Results 1 to 10 of 10
  1. #1
    Join Date
    Nov 2002
    Posts
    2

    Question database with millions of records

    Hi all,

    Every day, a plain-text report (30,000+ pages) is produced by my employer that lists several hundred thousand insurance claims. I've built an application in visual basic that parses this report and grabs specific claims from it, and my next task is to load them into a database.

    Each claim record contains the following information: claim amount ($), account number (the account that the claim is attached to), and claim date (date the claim occurred).

    When specific accounts are billed for X amount of dollars by my employer, my job is to pull the claims from my database that make up this X amount of dollars.

    For example, if Joe's hardware store is billed for 10,000 dollars worth of insurance claims, I then need to grab the claims that make up this 10,000 dollars from my database, and show them to Joe so that he knows the details of his bill.

    Finally - my question is, what is the optimal way to setup this database so that it can be added to and queried as quickly as possible? Should I dump every single claim into one gigantic table, or should I create a seperate table for each of the 2000 or so accounts? 3 days worth of claims is easily 1,000,000+ records, so the volume of this database will be big. The database will be added to/queried/deleted from every day.

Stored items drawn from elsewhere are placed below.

PR #1384, opened 2020-11-09
select non-root process by user id instead of parent

### LINKED ISSUE #1383: Skip non-root user processes when waiting for main proces to end
/kind bug

Metrics cannot be collected while running trials with Istio enabled. The metrics pod keeps running without sending metrics to the db-manager. After debugging I found out that the function `GetMainProcesses()` waits forever for the Istio sidecar (envoy proxy) to finish. The istio sidecar does not run as root and should therefore be skipped in this proces. The parent process of istio however is the root user (which determines if a process is ran as root). We can check for user id instead of pid parent.

The istio sidecar should not be considered while checking for the main process to be finished.

I will make a PR with a fix.

**Environment:**

- Kubeflow version 1.0
- Minikube version (`minikube version`):
- Kubernetes version: (use `kubectl version`): 1.18.10
- OS (e.g. from `/etc/os-release`):

robbertvdg:
Enables running trials with Istio enabled, and any other process that run as non root.

Fixes #1383 

**Release note**:

```release-note
None
```

### DIFF
--- a/pkg/metricscollector/v1beta1/common/pns.go
+++ b/pkg/metricscollector/v1beta1/common/pns.go
@@ -69,14 +69,14 @@ func GetMainProcesses(completedMarkedDirPath string) (map[int]bool, int, error) 
 			return nil, 0, fmt.Errorf("Failed to create new Process from pid %v, error: %v", pid, err)
 		}
 
-		// Get parent process
-		ppid, err := proc.Ppid()
+		// Get process uids
+		pidUids, err := proc.Uids()
 		if err != nil {
-			return nil, 0, fmt.Errorf("Unable to get parent pid for pid: %v, error: %v", ppid, err)
+			return nil, 0, fmt.Errorf("Unable to get uids for pid: %v, error: %v", pidUids, err)
 		}
 
-		// Ignore the pause container, our own pid, and non-root processes (parent pid != 0)
-		if pid == 1 || pid == int32(thisPID) || ppid != 0 {
+		// Ignore the pause container, our own pid, and non-root processes (first pid user id != 0)
+		if pid == 1 || pid == int32(thisPID) || pidUids[0] != 0 {
 			continue
 		}
 


andreyvelich:
Thank you for this PR @robbertvdg!

1. If the metrics collector doesn't need to wait until Istio sidecar is finished, have you tried to set 
[`waitAll `](https://github.com/kubeflow/katib/blob/master/cmd/metricscollector/v1beta1/file-metricscollector/main.go#L110) flag to false ? In that case, metrics collector starts after the training process is finished.

2. Do you know why the parent process of the istio sidecar is the root user ? Does some other PID execute the istio sidecar process ?

robbertvdg:
Hi @andreyvelich, the waitAll option seems to be what I need. I am struggling to configure it, do you have an example of how to set it?

> Do you know why the parent process of the istio sidecar is the root user ? Does some other PID execute the istio sidecar process ?
It is about the parent in the process tree of istio. The process parent is `init`, so it is a direct descendent of the startup process.

andreyvelich:
> Hi @andreyvelich, the waitAll option seems to be what I need. I am struggling to configure it, do you have an example of how to set it?

Unfortunately, currently we don't specify [the `-w` flag](https://github.com/kubeflow/katib/blob/master/cmd/metricscollector/v1beta1/file-metricscollector/main.go#L110) in the [`getMetricsCollectorArgs`](https://github.com/kubeflow/katib/blob/master/pkg/webhook/v1beta1/pod/inject_webhook.go#L291) for the metrics collector args.

I think, [Katib config](https://github.com/kubeflow/katib/blob/master/manifests/v1beta1/katib-controller/katib-config.yaml#L10) is the good location to set this options for the metrics collector.
Since we already receive some [metrics collector data](https://github.com/kubeflow/katib/blob/master/pkg/webhook/v1beta1/pod/inject_webhook.go#L215) from this config.

For example, we can extend [`MetricsCollectorConfig`](https://github.com/kubeflow/katib/blob/master/pkg/util/v1beta1/katibconfig/config.go#L30-L34) with the `WaitAllProcesses` parameter which is `true` or `false`.

It is useful for many use-cases.

What do you think @robbertvdg @gaocegege @johnugeorge  ?

robbertvdg:
I just tested the waitAll option in a fork, and that does the trick! The [MetricsCollectorConfig](https://github.com/kubeflow/katib/blob/master/pkg/util/v1beta1/katibconfig/config.go#L30-L34)  seems like a logical place, since it will be cluster dependent. I will close this MR and the corresponding issue, will you pick up the extension of the config if the others agree to the solution?

andreyvelich:
@robbertvdg It would be great if you can create PR with the updated Config to add this feature in Katib.

What do you think about the parameter name `WaitAllProcesses` @gaocegege @johnugeorge ?

robbertvdg:
@andreyvelich Will do, it will take me a bit longer since i'm not too familiar with the code.

andreyvelich:
@robbertvdg Thank you, no worries. Ping me on [Kubeflow Slack](https://kubeflow.slack.com/archives/DD5SB4Q1M) for any questions/help.

Issue #1385, opened 2020-11-09
Metrics Collector verifies one more metric after Early Stopping step


andreyvelich:
/kind bug

[Here](https://github.com/kubeflow/katib/blob/master/cmd/metricscollector/v1beta1/file-metricscollector/main.go#L233) we should verify that `metricStartStep[metricName]` is not equal to `0`.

    Basically im just looking for some guidelines to follow to make this application perform as efficiently as possible. I'm not bound by any particular database system so any advice there would be helpful as well. Thanks for any advice!

    Jesse

  2. #2
    Join Date
    Sep 2002
    Location
    UK
    Posts
    5,171

    Re: database with millions of records

    Originally posted by neophyte
    Hi all,

    Every day, a plain-text report (30,000+ pages) is produced by my employer that lists several hundred thousand insurance claims. I've built an application in visual basic that parses this report and grabs specific claims from it, and my next task is to load them into a database.

    Each claim record contains the following information: claim amount ($), account number (the account that the claim is attached to), and claim date (date the claim occurred).

    When specific accounts are billed for X amount of dollars by my employer, my job is to pull the claims from my database that make up this X amount of dollars.

    For example, if Joe's hardware store is billed for 10,000 dollars worth of insurance claims, I then need to grab the claims that make up this 10,000 dollars from my database, and show them to Joe so that he knows the details of his bill.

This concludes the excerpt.